▶ [Your goal]: Report every line below that has the string "runId" in it.

(Extracted records)
++++++++++
PR #551, opened 2026-07-03
fix(raycast): guard stale promise hook runs

JustYannicc:
## What changed

- Added an internal latest-run id to `usePromise` and `useCachedPromise` so stale completions cannot update `data`, `error`, `isLoading`, `onData`, or `onError` when callers do not pass `abortable`.
- Kept the existing AbortController guard in place for abortable callers.
- Extended the focused promise hook harness with default non-abortable overlap coverage for stale success, loading, and error paths.

## Why

Default Raycast-style hook usage can overlap executions through `revalidate()` or argument changes without passing `abortable`. The previous current-run check treated every non-abortable run as current, so an older completion could overwrite a newer result or callback state.

## Compatibility impact

- Hook return shapes and options are unchanged.
- Abortable callers still receive an `AbortController`.
- Starting a newer abortable run still aborts the previous run and clears refs on completion/unmount.

## How tested

- Before the fix, the new default overlap tests failed in `node --test scripts/test-abortable-promise-hooks.mjs`: both default `usePromise` and `useCachedPromise` let stale data overwrite `latest`.
- `node --test scripts/test-abortable-promise-hooks.mjs` now passes 12/12.
- `./node_modules/.bin/tsc -p tsconfig.renderer.json --noEmit --pretty false`
- LSP diagnostics on both changed hook files: no errors.

## Stack validation

This is a stacked draft PR. It depends on #530, #531, #532, #533, #534, #535, and `JustYannicc:codex/perf-consolidated-integration-stack`.

A clean `codex/perf-promise-latest-run-guards-pr` branch from `origin/main` was attempted, but cherry-picking this scoped commit conflicted because `origin/main` does not yet contain the abortable hook lifecycle changes or `scripts/test-abortable-promise-hooks.mjs`.

PR #548, opened 2026-07-03
perf(raycast): cache registry dirty signatures

JustYannicc:
## What changed
- Replaced List/Grid full-registry dirty snapshots with per-item visible signature caches.
- Added focused regression/metrics coverage for recreated-but-equivalent props and visible field changes.
- Kept the clean branch scoped to current `origin/main` runtime shapes.

## Why
Large registries were still rebuilding snapshot strings for unchanged recreated item props before virtualization could help. This lets unchanged item updates avoid full-registry walks and skip registry version publishes.

## Compatibility impact
- List signatures cover id, order, section, title, subtitle, icon, accessories, keywords, detail, quickLook, and action type.
- Grid signatures cover id, order, section title, title, subtitle, content, accessory, keywords, quickLook, and action type.
- Ordering, selection, selected actions, details, filtering keywords, emoji/icon values, and Raycast API-facing item fields remain represented in dirty checks.

## How tested
- `node scripts/test-registry-dirty-checks.mjs`
- `node scripts/test-registry-dirty-checks.mjs --report`
- LSP diagnostics on touched List/Grid hook files: no errors
- `./node_modules/.bin/tsc -p tsconfig.renderer.json --noEmit` reaches TypeScript but fails on existing `origin/main` errors outside this PR, including `App.tsx`, `CameraExtension.tsx`, launcher command model/control types, i18n runtime, and existing raycast-api/settings utility issues.

## Stack validation
- Clean PR branch: `codex/perf-registry-dirty-checks-pr` from `origin/main` with only this scoped fix.
- Worker branch: `codex/perf-registry-dirty-checks` from `fork/codex/perf-consolidated-integration-stack`; validated there with stable-order, emoji-grid virtualization, and grid virtualization scripts before clean-branch adaptation.

PR #546, opened 2026-07-03
perf(icons): cache tint color resolution

JustYannicc:
## What changed
- Added bounded caches for CSS tint normalization, validation, parsed RGB values, root CSS variable reads, and readable tint results.
- Added theme/style invalidation so dark/light switches and root style changes do not leave stale readable colors.
- Added a focused tint cache regression/measurement harness.

## Why
Icon tint and readable-color helpers run during list/grid/accessory rendering. Repeated DOM element creation and computed-style reads are avoidable for repeated static tint colors.

## Compatibility impact
- Preserves named CSS colors, hex normalization, invalid-color handling, object light/dark tint selection, theme changes, and minimum-contrast adjustment.
- Dynamic CSS expressions such as var(...) are not cached as parsed/readable values, so they keep recomputing like the previous behavior.

## Metrics
10k repeated calls on the focused harness:
- resolveTintColor string: 10,000 element creations before -> 1 after.
- object light/dark tint: 20,000 element creations before -> 2 after.
- resolveReadableTintColor: 20,000 element creations and 20,000 getComputedStyle calls before -> 2 and 2 after.

## How tested
- node scripts/test-icon-tint-cache.mjs
- CLANG_MODULE_CACHE_PATH=/private/tmp/supercmd-clang-module-cache node --test 'scripts/test-*.mjs'
- LSP diagnostics on edited files: no errors

## Stack validation
Clean PR branch created from origin/main and cherry-picked only this fix. No integration-stack dependency.

PR #544, opened 2026-07-03
perf(grid): binary-search visible virtual rows

JustYannicc:
## What changed

- Replaced Grid visible-row filtering with binary bounds over row bottoms/tops, then slices the matching row range.
- Added focused tests for inclusive viewport/overscan boundaries and an instrumented 100k-row lookup shape check.

## Why

`getVisibleVirtualRows` previously scanned every virtual row on each viewport update. The new lookup keeps scroll updates tied to logarithmic bound checks plus the visible slice, which avoids total-row scaling for large grids.

## Compatibility impact

- Preserves the existing overlap predicate: `row.top + row.height >= start && row.top <= end`.
- Keeps partially visible rows and overscan edge inclusions intact.
- No public API changes.

## How tested

- Before metrics, linear scan over 1,000 viewport queries:
  - 5,000 items / 1,001 rows: 6.282 ms
  - 50,000 items / 10,001 rows: 60.661 ms
  - 100,000 items / 20,001 rows: 100.916 ms
- After metrics, binary range lookup over the same 1,000 viewport queries:
  - 5,000 items / 1,001 rows: 1.060 ms
  - 50,000 items / 10,001 rows: 0.458 ms
  - 100,000 items / 20,001 rows: 0.781 ms
- `node scripts/test-grid-virtualization.mjs`
- `pnpm exec tsc -p tsconfig.renderer.json --noEmit`
- `pnpm test` (163 passed, 1 skipped)
- TypeScript LSP diagnostics on `src/renderer/src/raycast-api/grid-runtime-virtualization.ts`: no errors; references are declaration plus the `grid-runtime.tsx` import/use.

## Stack validation

Draft until the consolidated performance stack lands. Depends on consolidated PRs #530-#535 and integration branch `JustYannicc:codex/perf-consolidated-integration-stack`.

This branch is intentionally stacked on that integration branch: the virtualization helper and focused test script are introduced by the dependency stack, so a clean `origin/main` cherry-pick cannot represent only this fix yet.

PR #555, opened 2026-07-03
perf(raycast): reduce renderer hook and registry churn

JustYannicc:
## What changed
- Ignore stale `useFetch` responses and stale promise hook completions across `usePromise`, `useCachedPromise`, and `useStreamJSON`.
- Abort and ignore stale `useStreamJSON` lifecycle work on revalidation/unmount while composing caller-provided abort signals without mutating them.
- Skip no-op form error state updates when `setValue`/`setError` would publish the same error state.
- Use binary search for visible grid virtual row bounds while preserving section layout options.
- Cache Raycast list/grid registry visible signatures to avoid full dirty-snapshot walks on equivalent re-renders.
- Cache icon tint color resolution, readable tint DOM parsing, positive local icon asset paths, and transient missing asset paths.
- Map launcher file-result commands by path for root-search candidate assembly while preserving first duplicate-path command semantics and result ordering.
- Align the consolidated grid registry dirty-check harness with the integration stack's section object model.

## Why
These renderer hot paths are hit during extension renders, hover/selection churn, virtualized grid scrolling, icon-heavy surfaces, JSON streaming hooks, and launcher file search. The consolidation keeps stale async completions from overwriting newer state and reduces repeated DOM, filesystem, registry, and launcher lookup work without changing the Raycast API surface.

## Compatibility impact
Public Raycast hook, form, grid, list, icon, and launcher APIs are unchanged. Stale async runs are ignored only when a newer run has superseded them or the hook is unmounted. `useStreamJSON` observes caller-provided abort signals via a composed signal and does not abort caller-owned controllers. Missing local asset paths are cached only for a short stale window so newly-created assets can still resolve shortly after appearing. Launcher duplicate file-result paths continue to use the first command, matching the old `.find` semantics.

## How tested
- `pnpm exec node --test scripts/test-use-fetch-stale-runs.mjs scripts/test-form-runtime-error-state-noop.mjs scripts/test-grid-virtualization.mjs scripts/test-icon-tint-cache.mjs scripts/test-registry-dirty-checks.mjs scripts/test-icon-asset-cache.mjs scripts/test-abortable-promise-hooks.mjs scripts/test-launcher-file-result-command-map.mjs scripts/test-use-stream-json-lifecycle.mjs`
- `pnpm exec vite build`
- `git diff --check fork/codex/consolidate-raycast-renderer-hooks..HEAD`
- Codex LSP focused diagnostics on touched renderer TS/TSX files: `use-fetch.ts`, `use-promise.ts`, `use-cached-promise.ts`, `use-stream-json.ts`, `useLauncherCommandModel.ts`, `launcher-file-candidates.ts`, `grid-runtime-hooks.ts`, `grid-runtime-virtualization.ts`, `list-runtime-hooks.ts`, `icon-runtime-assets.tsx`, `form-runtime.tsx`, and `form-runtime-state.ts`.
- Codex LSP references checked for the launcher file command map/candidate helpers and list/grid visible-signature builders.

## Performance evidence
- Grid virtualization harness: 5,000 eager cells before vs 30 visible cells after; 100,000-row visible range rendered 55 rows with 51 bound reads.
- Icon asset cache harness: 10,000 repeated positive path resolutions used 1 `statSync` call; 10,000 repeated missing path resolutions within the stale window used 1 `statSync` call.
- Icon tint cache harness: 10,000 repeated string tint resolutions used 1 element creation; readable tint repeat used 2 element creations, 1 body append, and 2 `getComputedStyle` calls.
- Registry dirty-check harness: single recreated equivalent list/grid item avoided full 5,000-item snapshot walks and built 1 visible signature; recreated equivalent full sets avoided full snapshot walks and produced 0 version updates.
- Launcher file candidate harness: 3,000-result assembly preserved first duplicate-path command/order and measured path-map median 26.381ms vs find-backed median 46.192ms with equal checksums.
- Promise/fetch/stream stale-run harnesses cover latest-run wins for stale data and stale errors across default, abortable, revalidation, and unmount paths.
- `useStreamJSON` before evidence from #554: the lifecycle harness failed before the hook change for stale data overwrite, stale error surfacing, missing unmount cleanup, and missing signal composition; it passes after this consolidation.

## Stack validation
This branch starts from `codex/perf-consolidated-integration-stack` and adds only the Raycast renderer hook, registry, grid, form, icon, launcher file lookup, and `useStreamJSON` lifecycle fixes assigned here. Renderer typecheck and production renderer build pass on this stack.

## Replaces
- #539
- #542
- #544
- #546
- #548
- #549
- #551
- #552
- #554


shobhit99:
Reviewed the Raycast-runtime portion of this stack (the 10 commits on top of `codex/perf-consolidated-integration-stack`): the promise/fetch/stream hooks, list/grid registries, grid virtualization, icon asset/tint caches, form error state, and launcher file-candidate extraction. No public Raycast API surface changes; hook return shapes and `isLoading/data/error/mutate/revalidate` semantics are preserved. This PR's own diff carries no user-facing strings (i18n N/A).

### Strengths
- **Stale-run guarding is the real win.** The monotonic `latestRunIdRef`/`runIdRef` guards in `usePromise`, `useCachedPromise`, `useFetch`, and `useStreamJSON` correctly make "latest run wins." For the **non-abortable** path this fixes a genuine bug: previously `isCurrentRun = () => !runController || ...` returned `true` for every concurrent run, so an out-of-order-resolving stale run could clobber newer state. The added `latestRunIdRef.current === runId` term is essential there and redundant-but-harmless for the abortable path (each `execute` reassigns `abortControllerRef` in lock-step). Sequential pagination in `useCachedPromise`/`useFetch` is unaffected (the appending page is always the latest run).
- **`useStreamJSON` abort composition is well done.** `composeAbortSignal` observes the lifecycle signal + the caller's `signal` and aborts only its *own* controller, never the caller's — matching the PR claim. It correctly distinguishes caller-abort (surfaces the error, as before) from lifecycle-abort (`lifecycleController.signal.aborted` / superseded `runId` → suppressed), removes listeners in `finally`, and only nulls `abortControllerRef` when it still owns it, so a late-resolving superseded run can't clobber the new run's ref or `isLoading`.
- **Registry churn reduction is correct and even fixes a gap.** Per-item visible signatures replace the O(n) full-snapshot walk on every microtask. The list/grid signatures are a *superset* of the old snapshot fields — grid now additionally tracks `content`/`subtitle`/`accessory`/`keywords`/`quickLook`, which the old grid snapshot omitted — so there are no missed version bumps (no stale rows), and grid content changes are now detected. The early-returns fire only on provably no-visible-change. Critically, because the integration base assigns `order` via a stable `orderRef` (assigned once, dropped from the `useLayoutEffect` deps in `list-runtime-renderers.tsx` / `grid-runtime-items.tsx`), `registry.set` is *not* invoked on selection/hover re-renders, so adding `orderChanged`/`String(order)` to the signature introduces no per-keystroke churn.
- **Grid virtualization binary search** (`grid-runtime-virtualization.ts`) is correct for a monotonic row layout: `slice(firstBottom≥start, firstTop>end)` reproduces the old filter's `top+height >= start && top <= end` boundaries exactly, including empty-range edges.
- **Icon caches** key theme-dependent color/tint results by a theme signature + version (invalidated via a `MutationObserver` on `documentElement` `class`/`style`), cache theme-independent normalization/validity separately, and correctly *exclude* `var()/env()/currentcolor/inherit/...` from caching. Negative asset-path cache uses a 250 ms TTL so freshly-created assets still resolve.
- **`launcher-file-candidates.ts`** replaces a per-result O(n) `.find(item.path === result.path)` with a prebuilt first-wins `Map`, preserving both the first-duplicate-wins semantics and result ordering; otherwise a faithful extraction. **Form** no-op skips return the same reference (React bails the re-render) and skip the redundant `setCurrentFormErrors` publish while the global stays in sync.

### Concerns / potential bugs
- **[Low] `use-fetch.ts` — function-URL effect keying.** The init effect dep changed from a constant `urlString` (`'function'` for function URLs) to `url`, with dedup on the *resolved* page-0 URL via `lastInitialRequestKeyRef`. This is a net improvement — it fixes a real staleness bug where a function URL embedding changing state (e.g. `() => \`...?q=${query}\``) never refetched under the old constant key. The edge risk: a function URL that resolves *non-deterministically* (embeds `Date.now()` / a random nonce) now yields a new `initialRequestKey` every render, so `fetchData(0)` fires each render (each fetch toggles `isLoading` → re-render → refetch), i.e. a fetch loop. This pattern is unusual/arguably already broken, but it's a behavior change worth a note.
- **[Very low] `icon-runtime-assets.tsx` readable-tint cache.** Theme detection keys off the `documentElement` `dark` class + class/style signature. If a theme CSS var like `--surface-base-rgb` ever changed without a corresponding class/style mutation on `documentElement` (e.g. a stylesheet swap), a cached readable tint could be briefly stale. Low risk given the app toggles theme via the `dark` class; cosmetic only.
- **[Nit] `parseCssColorToRgb`** removes the temp `<span>` inside the `try` after `getComputedStyle`; if `getComputedStyle` itself threw, the span would leak. Practically impossible, and still strictly better than the previous un-guarded version.

### Suggestions
- Consider whether `use-fetch` should snapshot `typeof url === 'function'` and only re-key on the resolved URL when the function identity *and* resolved value both change, to fully neutralize the non-deterministic-URL edge — or just document the expectation that function URLs resolve deterministically.

🟡 Approve with minor comments — behavior/API is preserved and the stale-run and abort fixes are genuine improvements; only low-severity edge cases noted.

JustYannicc:
Addressed the review concerns in `1fd471e`:

- Hardened `useFetch` function URL keying so hook-owned state renders do not re-resolve a non-deterministic URL function into a fetch loop, while caller rerenders with a changed resolved URL still refetch.
- Extended readable tint cache invalidation to observe stylesheet/head changes in addition to `documentElement` class/style changes.
- Moved temporary CSS color parse element cleanup into `finally` so a thrown `getComputedStyle` cannot leak the node.
- Added regression coverage for the non-deterministic URL case, stylesheet-driven tint invalidation, and temporary element cleanup on parser failure.

Proof run locally:

- `node scripts/test-use-fetch-stale-runs.mjs`
- `node scripts/test-icon-tint-cache.mjs`
- `node scripts/test-registry-dirty-checks.mjs`
- `node scripts/test-abortable-promise-hooks.mjs`
- `node scripts/test-use-stream-json-lifecycle.mjs`
- `node scripts/test-icon-asset-cache.mjs`
- `./node_modules/.bin/tsc -p tsconfig.renderer.json --noEmit`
++++++++++
▶ [Result]:
- **Stale-run guarding is the real win.** The monotonic `latestRunIdRef`/`runIdRef` guards in `usePromise`, `useCachedPromise`, `useFetch`, and `useStreamJSON` correctly make "latest run wins." For the **non-abortable** path this fixes a genuine bug: previously `isCurrentRun = () => !runController || ...` returned `true` for every concurrent run, so an out-of-order-resolving stale run could clobber newer state. The added `latestRunIdRef.current === runId` term is essential there and redundant-but-harmless for the abortable path (each `execute` reassigns `abortControllerRef` in lock-step). Sequential pagination in `useCachedPromise`/`useFetch` is unaffected (the appending page is always the latest run).
- **`useStreamJSON` abort composition is well done.** `composeAbortSignal` observes the lifecycle signal + the caller's `signal` and aborts only its *own* controller, never the caller's — matching the PR claim. It correctly distinguishes caller-abort (surfaces the error, as before) from lifecycle-abort (`lifecycleController.signal.aborted` / superseded `runId` → suppressed), removes listeners in `finally`, and only nulls `abortControllerRef` when it still owns it, so a late-resolving superseded run can't clobber the new run's ref or `isLoading`.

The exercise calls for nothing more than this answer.